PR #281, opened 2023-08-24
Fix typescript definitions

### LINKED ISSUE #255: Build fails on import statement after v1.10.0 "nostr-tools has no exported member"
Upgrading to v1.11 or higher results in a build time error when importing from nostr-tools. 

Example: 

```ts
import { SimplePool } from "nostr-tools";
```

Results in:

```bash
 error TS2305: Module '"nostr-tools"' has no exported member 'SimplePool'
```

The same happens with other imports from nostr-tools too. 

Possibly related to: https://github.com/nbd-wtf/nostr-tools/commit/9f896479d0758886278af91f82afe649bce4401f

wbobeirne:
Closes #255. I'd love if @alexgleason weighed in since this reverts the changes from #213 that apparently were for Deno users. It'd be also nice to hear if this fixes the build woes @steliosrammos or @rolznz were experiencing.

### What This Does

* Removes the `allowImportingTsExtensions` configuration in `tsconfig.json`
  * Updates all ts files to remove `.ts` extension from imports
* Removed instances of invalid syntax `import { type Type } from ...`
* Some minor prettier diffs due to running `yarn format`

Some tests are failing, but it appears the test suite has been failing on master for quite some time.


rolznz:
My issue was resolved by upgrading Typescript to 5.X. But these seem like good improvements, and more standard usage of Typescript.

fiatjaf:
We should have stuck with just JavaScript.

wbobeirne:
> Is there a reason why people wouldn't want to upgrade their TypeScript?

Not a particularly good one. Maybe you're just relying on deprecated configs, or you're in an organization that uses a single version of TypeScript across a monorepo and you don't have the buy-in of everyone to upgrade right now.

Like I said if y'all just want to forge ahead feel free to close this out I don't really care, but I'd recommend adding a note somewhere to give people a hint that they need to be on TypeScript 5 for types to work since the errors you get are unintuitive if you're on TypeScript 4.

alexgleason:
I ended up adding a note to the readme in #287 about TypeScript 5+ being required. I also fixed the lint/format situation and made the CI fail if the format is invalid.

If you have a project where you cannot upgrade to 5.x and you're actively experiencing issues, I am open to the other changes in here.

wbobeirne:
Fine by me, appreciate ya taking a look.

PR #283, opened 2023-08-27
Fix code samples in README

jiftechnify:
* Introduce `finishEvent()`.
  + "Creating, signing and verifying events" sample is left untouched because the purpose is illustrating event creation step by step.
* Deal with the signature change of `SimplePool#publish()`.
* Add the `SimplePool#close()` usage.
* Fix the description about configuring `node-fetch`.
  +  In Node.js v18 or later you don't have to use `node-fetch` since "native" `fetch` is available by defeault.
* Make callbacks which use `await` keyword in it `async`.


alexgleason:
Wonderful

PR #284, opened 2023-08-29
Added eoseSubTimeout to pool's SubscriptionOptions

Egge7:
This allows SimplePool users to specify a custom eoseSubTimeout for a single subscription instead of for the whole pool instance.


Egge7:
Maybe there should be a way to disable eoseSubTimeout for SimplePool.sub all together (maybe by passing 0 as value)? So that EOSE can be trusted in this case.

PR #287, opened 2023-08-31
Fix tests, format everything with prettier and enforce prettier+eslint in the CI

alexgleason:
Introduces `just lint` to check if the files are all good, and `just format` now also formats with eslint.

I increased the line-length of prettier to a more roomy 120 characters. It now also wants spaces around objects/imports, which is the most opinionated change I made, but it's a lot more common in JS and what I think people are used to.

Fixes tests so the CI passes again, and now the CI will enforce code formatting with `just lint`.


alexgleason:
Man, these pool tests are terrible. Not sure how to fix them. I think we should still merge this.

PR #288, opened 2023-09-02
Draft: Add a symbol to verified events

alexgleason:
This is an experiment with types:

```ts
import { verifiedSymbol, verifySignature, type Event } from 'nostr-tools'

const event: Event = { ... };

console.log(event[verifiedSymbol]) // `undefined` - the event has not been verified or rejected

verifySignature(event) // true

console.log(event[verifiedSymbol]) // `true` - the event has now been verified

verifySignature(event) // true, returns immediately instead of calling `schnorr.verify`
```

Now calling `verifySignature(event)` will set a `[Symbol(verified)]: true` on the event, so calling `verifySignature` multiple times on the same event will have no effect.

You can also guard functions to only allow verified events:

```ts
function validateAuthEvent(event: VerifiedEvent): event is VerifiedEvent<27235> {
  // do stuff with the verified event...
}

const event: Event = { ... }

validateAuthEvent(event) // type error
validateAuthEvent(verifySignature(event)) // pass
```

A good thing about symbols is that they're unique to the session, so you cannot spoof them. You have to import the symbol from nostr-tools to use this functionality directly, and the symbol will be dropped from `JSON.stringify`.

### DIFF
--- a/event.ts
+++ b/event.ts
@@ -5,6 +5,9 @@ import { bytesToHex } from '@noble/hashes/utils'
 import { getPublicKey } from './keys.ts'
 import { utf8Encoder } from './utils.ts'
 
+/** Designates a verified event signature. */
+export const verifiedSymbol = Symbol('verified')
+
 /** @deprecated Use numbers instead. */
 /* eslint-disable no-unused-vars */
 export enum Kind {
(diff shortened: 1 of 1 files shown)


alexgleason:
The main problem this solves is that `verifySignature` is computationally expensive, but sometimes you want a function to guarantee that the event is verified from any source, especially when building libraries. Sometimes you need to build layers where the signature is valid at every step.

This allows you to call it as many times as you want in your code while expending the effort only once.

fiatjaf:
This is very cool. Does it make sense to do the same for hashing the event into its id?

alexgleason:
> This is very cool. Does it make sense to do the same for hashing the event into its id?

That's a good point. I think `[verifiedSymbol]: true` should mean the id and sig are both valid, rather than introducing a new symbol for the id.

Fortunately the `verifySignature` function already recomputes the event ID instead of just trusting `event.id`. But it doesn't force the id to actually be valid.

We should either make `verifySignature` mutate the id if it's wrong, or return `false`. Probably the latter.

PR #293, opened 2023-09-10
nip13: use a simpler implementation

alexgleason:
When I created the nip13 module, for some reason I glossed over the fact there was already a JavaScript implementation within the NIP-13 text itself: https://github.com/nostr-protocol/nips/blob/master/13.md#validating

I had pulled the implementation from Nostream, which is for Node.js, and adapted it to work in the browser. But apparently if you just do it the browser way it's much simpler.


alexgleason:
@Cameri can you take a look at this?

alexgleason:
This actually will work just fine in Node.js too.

********

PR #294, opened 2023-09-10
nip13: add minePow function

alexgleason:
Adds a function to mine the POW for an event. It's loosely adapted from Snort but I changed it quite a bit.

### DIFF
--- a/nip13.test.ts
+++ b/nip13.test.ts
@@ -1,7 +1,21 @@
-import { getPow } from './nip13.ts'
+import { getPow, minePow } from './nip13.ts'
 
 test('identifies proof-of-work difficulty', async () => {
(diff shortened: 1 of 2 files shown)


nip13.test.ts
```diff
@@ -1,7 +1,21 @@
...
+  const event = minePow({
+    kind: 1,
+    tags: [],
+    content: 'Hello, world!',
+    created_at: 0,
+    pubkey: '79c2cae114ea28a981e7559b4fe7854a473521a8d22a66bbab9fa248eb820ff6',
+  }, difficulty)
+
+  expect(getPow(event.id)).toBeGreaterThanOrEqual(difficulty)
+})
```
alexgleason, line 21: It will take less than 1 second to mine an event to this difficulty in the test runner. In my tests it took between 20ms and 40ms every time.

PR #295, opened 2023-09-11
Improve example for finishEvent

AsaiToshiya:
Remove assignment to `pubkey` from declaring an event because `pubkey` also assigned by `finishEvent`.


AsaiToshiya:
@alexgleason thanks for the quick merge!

********

- [EXERCISE BRIEF]:
Where a line above holds the string "more", show that line.

- [SOLUTION TO THIS PROBLEM]:
My issue was resolved by upgrading Typescript to 5.X. But these seem like good improvements, and more standard usage of Typescript.
I increased the line-length of prettier to a more roomy 120 characters. It now also wants spaces around objects/imports, which is the most opinionated change I made, but it's a lot more common in JS and what I think people are used to.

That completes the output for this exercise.